BlackRock’s CEO Shifts Perspective on Bitcoin
It seems like BlackRock’s CEO may have had a change of heart regarding Bitcoin and cryptocurrencies. Larry Fink, known for his critical stance on Bitcoin, once labeled it as a “money laundering index” back in 2017, suggesting it only reflected global money laundering demand.
In a recent discussion with Citadel’s CEO Ken Griffin, Fink mentioned a future where crypto wallets are utilized for mass stock transactions. He emphasized the potential for “tokenizing” ETFs, allowing users to trade them effortlessly.
“Imagine buying bonds and stocks without any fees.
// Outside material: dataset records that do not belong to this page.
PR #264, opened 2023-02-02
Propagate prototypes to callers in DetectABI procedure

kolodziej:


include/revng/EarlyFunctionAnalysis/CFGAnalyzer.h
```diff
@@ -31,17 +31,21 @@ class CallSummarizer : public CallHandler {
   llvm::Function *PostCallHook = nullptr;
   llvm::Function *RetHook = nullptr;
   llvm::GlobalVariable *SPCSV = nullptr;
+  const FunctionSummaryOracle &Oracle;
   OpaqueFunctionsPool<llvm::StringRef> RegistersClobberedPool;
+  OpaqueFunctionsPool<llvm::StringRef> WeakReadWritePools;
```
aleclearmind, line 36: Your project is about adding **non-**weak reads and writes.

include/revng/EarlyFunctionAnalysis/FunctionSummaryOracle.h
```diff
@@ -140,7 +140,12 @@ class FunctionSummaryOracle {
     return LocalFunctions.at(PC);
   }
 
-  /// \return a description of the call and boolean indicating whether the call
+  /// \param Function caller function address
+  /// \param CallerBlockAddress caller basic block address
+  /// \param CalledLocalFunction callee function address
+  /// \param CalledSymbol name of dynamic symbol we are calling (can be
+  /// extracted from llvm::Value with extractFromConstantStringPtr) \return a
+  /// description of the call and boolean indicating whether the call
```
aleclearmind, line 148: Mind the indentation
```suggestion
  /// \param CalledSymbol name of dynamic symbol we are calling (can be
  ///         extracted from llvm::Value with extractFromConstantStringPtr)
  /// \return a description of the call and boolean indicating whether the call
```

include/revng/MFP/SetLattices.h
```diff
@@ -21,7 +21,7 @@ struct SetUnionLattice {
     return Result;
   }
 
-  static bool
+  [[nodiscard]] static bool
```
aleclearmind, line 24: Nice

lib/EarlyFunctionAnalysis/CFGAnalyzer.cpp
```diff
@@ -3,6 +3,7 @@
 //
 // This file is distributed under the MIT License. See LICENSE.md for details.
 //
+// #pragma clang optimize off
```
aleclearmind, line 6: Avoid committing these thing, they tend to slip in. Keep them in your stash.

lib/EarlyFunctionAnalysis/CFGAnalyzer.cpp
```diff
@@ -964,21 +967,29 @@ CallSummarizer::CallSummarizer(llvm::Module *M,
...
+  Oracle(Oracle),
+  RegistersClobberedPool(M, false),
+  WeakReadWritePools(M, false) {
   RegistersClobberedPool.addFnAttribute(llvm::Attribute::ReadOnly);
   RegistersClobberedPool.addFnAttribute(llvm::Attribute::NoUnwind);
   RegistersClobberedPool.addFnAttribute(llvm::Attribute::WillReturn);
+
+  WeakReadWritePools.addFnAttribute(llvm::Attribute::ReadOnly);
+  WeakReadWritePools.addFnAttribute(llvm::Attribute::NoUnwind);
+  WeakReadWritePools.addFnAttribute(llvm::Attribute::WillReturn);
```
aleclearmind, line 986: No need for a new pool, the only goal of these functions is to produce an opaque value to use to clobber the CSV. No  other special meaning is attached to them. I'd just rename `RegistersClobberedPool` to `OpaqueValuesPool` or something along those lines.

I think I suggested this on Mattermost too.

lib/EarlyFunctionAnalysis/CFGAnalyzer.cpp
```diff
@@ -1001,8 +1012,34 @@ void CallSummarizer::handleCall(MetaAddress CallerBlock,
...
+  const auto &[CalleeSummary, IsTail] = Oracle.getCallSite(Caller,
+                                                           CallerBlock,
+                                                           Callee,
+                                                           SymbolName);
+  const auto &ABIResults = CalleeSummary->ABIResults;
+
+  for (const auto &[Variable, Values] : ABIResults.ArgumentsRegisters) {
+    if (Values == abi::RegisterState::Yes) {
+      auto Register = M->getNamedGlobal(Variable->getName());
+      Builder.CreateLoad(Register);
```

That’s the future we envision,” he commented. “There will be more digital transactions, all with verification of ownership.”
He further stated, “We’re gradually moving towards a future where more financial assets become digitized and integrated, fluidly transitioning between cash, stocks, and bonds—this is likely to happen sooner rather than later.”
Interestingly, during the same event, Fink described Bitcoin as an “investment driven by fear,” but perhaps not in the way many might presume. He compared Bitcoin to gold, categorizing both as “fear assets” that investors tend to purchase when they worry about diminishing currency value.
“If you feel financially insecure, you own it; if you have physical concerns, you own it. That’s a fundamental question I explore in my understanding of crypto,” he noted.
Fink has often perplexed audiences with his fluctuating views on digital currencies. His earlier skepticism contrasts sharply with current sentiments, especially as many institutions still struggle to acknowledge that digital currencies are already playing a role in today’s economy.
Some companies have made significant strides, enabling users to deposit paychecks into digital wallets, akin to traditional banks, while also facilitating internal trading of stocks and cryptocurrencies.
It’s a bit unclear whether BlackRock aims to gradually introduce investors to cryptocurrencies, but Fink’s comments suggest a path toward broader acceptance. In 2024, he admitted he was mistaken about Bitcoin, recognizing it as a legitimate asset.
“It’s a valid financial product likely to offer uncorrelated returns. However, I think people turn to it more when they’re anxious about currency devaluation due to excessive deficits,” Fink explained, even referring to Bitcoin as “digital gold” in alignment with his recent remarks.